At Breitbart News, the controversial website run by Steve Bannon, Trump’s newly appointed chief strategist, “globalist elites” were frequent targets. Bannon has described the far-right movements of Europe — and Trump’s own win — as part of a “global revolt” against an elite system.

But the true champion of such globalist conspiracy theories today is Alex Jones, the hard-right radio host of Infowars.

“We are attempting and having a lot of success at alerting the population of the United States, and to a great extent the rest of the world, to the private banking cartel’s global program to bankrupt every nation on earth,” Jones said in a typical broadcast in 2011.

“This is the essence of the new world order,” Jones said, “and I declare a declaration of human independence against it.”

Jones has pushed back against accusations that his tirades against globalists are actually about Jews, but he also sees the world as controlled by “mafias of all different stripes” — and Ari, Ezekiel and Rahm Emanuel are the head of the Jewish mafia.

Jones, like many other conspiracists, has celebrated Trump’s rise, even once comparing the president-elect to George Washington. And Trump has returned the praise, appearing on the show earlier this year.

“I will not let you down,” Trump said on the show. “You will be very, very impressed, I hope. And I think we’ll be speaking a lot.”

Jones even boasted that Trump called him after the election. (Trump’s team wouldn’t confirm that that the conversation took place.) If Trump is appreciative of Jones, and Jones is a champion of anti-globalist views, the dozens of blogs and Twitter accounts that support them both make the connection between Jews and global control explicit.

“Trump’s election has got all the elitist globalist rats wringing their hands and feeling butt hurt, big time,” wrote Philip Marlowe in a blog post titled “Anti-Trump Globalist Jews Still Insist Ruining America.”

“The Jew’s Agenda is quite obvious folks: Turn America into another mere cog in the [new world order]… of Zionist Jewry; resulting in most of our noble White race turned into a Third World mud race slave and the rest a spat-upon minority.”

What Does Trump Think Himself?

The term “globalism” is elastic, and for this reason has been wielded as a powerful political tool.

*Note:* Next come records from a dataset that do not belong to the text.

PR #2433, opened 2025-05-19
Adds a python integration test for circuits

ScottCarda-MS:
Also fixes a small capitalization inconsistency in the context menu for circuit editor.

### DIFF
--- a/npm/qsharp/ux/circuit-vis/contextMenu.ts
+++ b/npm/qsharp/ux/circuit-vis/contextMenu.ts
@@ -78,14 +78,14 @@ const addContextMenuToHostElem = (
         circuitEvents.renderFn();
       });
 
-      const addControlOption = _createContextMenuItem("Add control", () => {
+      const addControlOption = _createContextMenuItem("Add Control", () => {
         if (selectedOperation.kind !== "unitary") return;
         circuitEvents._startAddingControl(selectedOperation, selectedLocation);
       });
 
       let removeControlOption: HTMLDivElement | undefined;
       if (selectedOperation.controls && selectedOperation.controls.length > 0) {
-        removeControlOption = _createContextMenuItem("Remove control", () => {
+        removeControlOption = _createContextMenuItem("Remove Control", () => {
           circuitEvents._startRemovingControl(selectedOperation);
         });
         contextMenu.appendChild(removeControlOption);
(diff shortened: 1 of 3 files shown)


npm/qsharp/ux/circuit-vis/contextMenu.ts
minestarks, line 1: Looks like you're going for consistency, which is great, but I feel like sentence case makes more sense than title case?

pip/tests/test_project.py
```diff
@@ -74,6 +74,18 @@ def test_github_dependency(qsharp) -> None:
...
 
+def test_circuit(qsharp) -> None:
+    qsharp.init(project_root="/circuit")
+    result = qsharp.eval("Test.TestCircuit()")
+    assert len(result) == 2
+    assert result[0] == result[1]
+
+
+with open(
+    os.path.join(os.path.dirname(__file__), "circuit.qsc"), "r", encoding="utf-8"
```
minestarks, line 85: I think it'd be nicer if you just inlined this file into a string (there's no I/O at all in these unit tests at the moment, which I quite enjoy )

minestarks (approved):

pip/tests/test_project.py
ScottCarda-MS: 😬 Are you sure about that being nicer? I'd be hard-coding the circuit JSON format into the test, which is a lot of text, more than any other test. It also means that devs can't look at/edit that circuit via the circuit editor.

npm/qsharp/ux/circuit-vis/contextMenu.ts
ScottCarda-MS: Most context menu items use Title Case over Sentence case. I think, for consistency, we should stick with Title Case here.

pip/tests/test_project.py
minestarks: Ehh, I can see both sides. I personally prefer keeping the directory structure uncluttered and tests consistent (all the other tests in this file hardcode the source content into strings). The JSON doesn't have to be this long either - you could have 1 qubit and 1 measurement, since the point of the test is validating project compilation, not circuit correctness.

But if you prefer this I don't mind if you choose to keep it.

ScottCarda-MS: I've minimized the circuit to just a single measurement as you suggested. You are right that the test really shouldn't be checking for circuit correctness. I'll stick with the separate circuit file though as I'm against hardcoding raw circuit JSON because I think that will create maintainability issues.

billti (approved):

“We will no longer surrender this country or its people to the false song of globalism,” Trump has said. “The nation-state remains the true foundation for happiness and harmony.”

Trump’s use of the word has brought with it accusations, from pundits and the Anti-Defamation League, that Trump was toying with anti-Semitic tropes. Many of Trump’s defenders saw accusations of anti-Semitism as a smear campaign, pointing to his Jewish children, aides and business colleagues.

“I don’t think Trump has explicitly drawn any connection between Jews and global elites,” said Mark Fenster, a law professor at University of Florida and author of “Conspiracy Theories: Secrecy and Power in American Culture.”

“But Trump has a lot of supporters who are much more explicit about drawing that connection,” said Fenster. “One thing that Trump could do — which he hasn’t — is to say he is opposed to a violent or otherwise extreme discriminatory behavior.”

The fact that Trump has not explicitly distanced himself from anti-Semitic conspiracy theories, Fenster said, “says a lot about his relationship with those who support him.”